Not a stupid question at all. There are two reasons verification tends to happen in these specialized languages: the languages we usually use are often not expressive enough to write things like specifications, and a bit too expressive in the sense of letting people write program logic that is insanely difficult to verify (think untyped pointers into a dynamically allocated heap for example). So these verification related languages often are more expressive on the spec side and more restrictive in terms of what kind of code you can write.

> … verify/synthesize invariants in languages people use?

Good question. This is the holy grail. This is what everyone in PL research would love. This is where we want to get to.

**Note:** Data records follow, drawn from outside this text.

PR #13, opened 2015-10-31
Mailbox 257

chibenwa:
This tool can be used if you change the technology you used as an indexer.

It an also be used to correct index inconsistency.

These inconsistencies can arrise from re ordering of non CRDT operations (example deletes), on server stops, on index information loss.

The idea with this tool is to drop all documents from the idex, read the whole mailbox, and reindex these documents.

Note that this tool is designed to be used against a running, client exposed James server. The idea is to listen on events and correct not yet indexed values (eg flags, or deletes). We do not care about additions as they are well handled by the normal indexer.

I took this to the next level : reindex the whole mailboxmanager. The idea is to get the snapshot of all mailboxes at time T. Then we reindex mailboxes one by one using the process described above. Of course the following process is event corrected (upon Mailbox deletion). We o not care about mailbox additions as they are well handled by the normal indexer.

Turns out a language as “simple” as C has sufficiently complicated semantics as to limit rigorous analysis to the basics. One example is loop analysis: it’s very useful to know that a loop will terminate eventually; if a loop is modifying some state and—worse—if the iteration variable gets modified—kiss your analysis goodbye because mechanically synthesizing strong pre- and post-conditions becomes insurmountable. It’s not an engineering challenge. It’s a math/pure CS theory challenge.

Most existing mainstream languages aren’t expressive enough to encode these invariants. For languages outside of the mainstream, Lean 4 is a language supporting verification, and it’s also a full programming language, so you can write your proofs/theorems in the same language that you program in.

That's what we use when we can limit our loop count and recursion depth somehow. Prove it for small data, and infer from it for big data.

I use C and C++ model checkers, like cbmc and its variants (esbmc) successfully, but you need to adjust your tests and loops a bit. Like #ifdef __VERIFIER__ or #ifdef __CPROVER__ https://diffblue.github.io/cbmc/cprover-manual/index.html

The semantics of Dafny is carefully designed to make verification efficient.

Dafny can compile to and interface with a few languages, including C#.

Dafny has been around for a while and people do in fact use it. People also apply contract languages to C and all matter of other things, so really question boils down to "Why arent you doing what I expect of you?"